Supplied material:

PR #1073, opened 2019-09-23
IA-184 swap out swagger client 

Qi77Qi:
https://broadworkbench.atlassian.net/browse/IA-184

Mostly opening this PR to gather thoughts on the direction I'm going.

1. Move all config read into `Config` object. We shouldn't need to read and parse configuration in various places.
2. Replace swaggerclient with plain rest API call with http4s
- Retry and logging are handled by `Client[IO]`. And we'll see all requests to sam (turn logging response body off because we retrieve pet key from sam)
3. More traceId throughout call stack
4. Fix a bug swaggerClient was still expecting resourceId in sam for cluster's in the format of "<project>_<clusterName>", but we actually no longer store cluster's resourceId that way since https://github.com/DataBiosphere/leonardo/pull/1009 
5. Add `core` sub project for sharing code between `automation` and `http`
6. Fix automation tests decoder for `Cluster` response from `leonardo`
7. Fix hotswap script

In all cases:


http/src/main/scala/org/broadinstitute/dsde/workbench/leonardo/auth/sam/SamAuthProvider.scala
```diff
@@ -102,30 +90,36 @@ class SamAuthProvider(val config: Config, serviceAccountProvider: ServiceAccount
...
+    for {
+      hasNotebookAction <- samhasNotebookClusterPermission(internalId, action, authorization)
+      res <- if(action == ConnectToCluster) IO.pure(hasNotebookAction) else {
+        samhasProjectPermission(googleProject, action, authorization).map(r => hasNotebookAction || r)
       }
-    }
+    } yield res
   }
 
+  private def samhasProjectPermission(googleProject: GoogleProject, action: LeoAuthAction, authHeader: Authorization): IO[Boolean] = for {
```
kyuksel: I was a bit confused when I first saw this method's name because there is also a `hasProjectPermission` base method overridden above. I understand that the goal of having this additional method is factoring out some common functionality. I wonder if something like `hasProjectPermissionInternal` would be more consistent with other occurrences of this case in the code base...or some other name...just a thought...

Same for the other `private def samhas...` methods. If you decide to keep that name, I'd capitalize `h` (`samHas...` instead of `samhas...`).

http/src/main/scala/org/broadinstitute/dsde/workbench/leonardo/config/Config.scala
```diff
@@ -1,16 +1,22 @@
...
+import org.broadinstitute.dsde.workbench.model.WorkbenchEmail
 import org.broadinstitute.dsde.workbench.model.google.GoogleProject
 import org.broadinstitute.dsde.workbench.util.toScalaDuration
+import org.http4s.Uri
 
 import scala.collection.JavaConverters._
+import scala.concurrent.duration._
 
-package object config {
+object Config {
```
kyuksel, line 20: 👍

http/src/main/scala/org/broadinstitute/dsde/workbench/leonardo/dao/HttpSamDAO.scala
```diff
@@ -1,74 +1,220 @@
...
+    * Returning a failed Future will prevent the cluster from being created, and will call notifyClusterDeleted for the same cluster.
+    * Leo will wait, so be timely!
+    *
+    * @param internalId     The internal ID for the cluster (i.e. used for Sam resources)
+    * @param creatorEmail     The email address of the user in question
+    * @param googleProject The Google project the cluster was created in
+    * @param clusterName   The user-provided name of the Dataproc cluster
+    * @return A Future that will complete when the auth provider has finished doing its business.
+    */
+  def createCluster(internalId: ClusterInternalId, creatorEmail: WorkbenchEmail, googleProject: GoogleProject, clusterName: ClusterName, traceId: TraceId = TraceId(randomUUID)): IO[Unit] = {
```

Action item: The lines above from the one containing "Mostly opening this" through the one containing "6. Fix automation" are to be set down exactly, and no others.

Answer to this exercise:
Mostly opening this PR to gather thoughts on the direction I'm going.

1. Move all config read into `Config` object. We shouldn't need to read and parse configuration in various places.
2. Replace swaggerclient with plain rest API call with http4s
- Retry and logging are handled by `Client[IO]`. And we'll see all requests to sam (turn logging response body off because we retrieve pet key from sam)
3. More traceId throughout call stack
4. Fix a bug swaggerClient was still expecting resourceId in sam for cluster's in the format of "<project>_<clusterName>", but we actually no longer store cluster's resourceId that way since https://github.com/DataBiosphere/leonardo/pull/1009 
5. Add `core` sub project for sharing code between `automation` and `http`
6. Fix automation tests decoder for `Cluster` response from `leonardo`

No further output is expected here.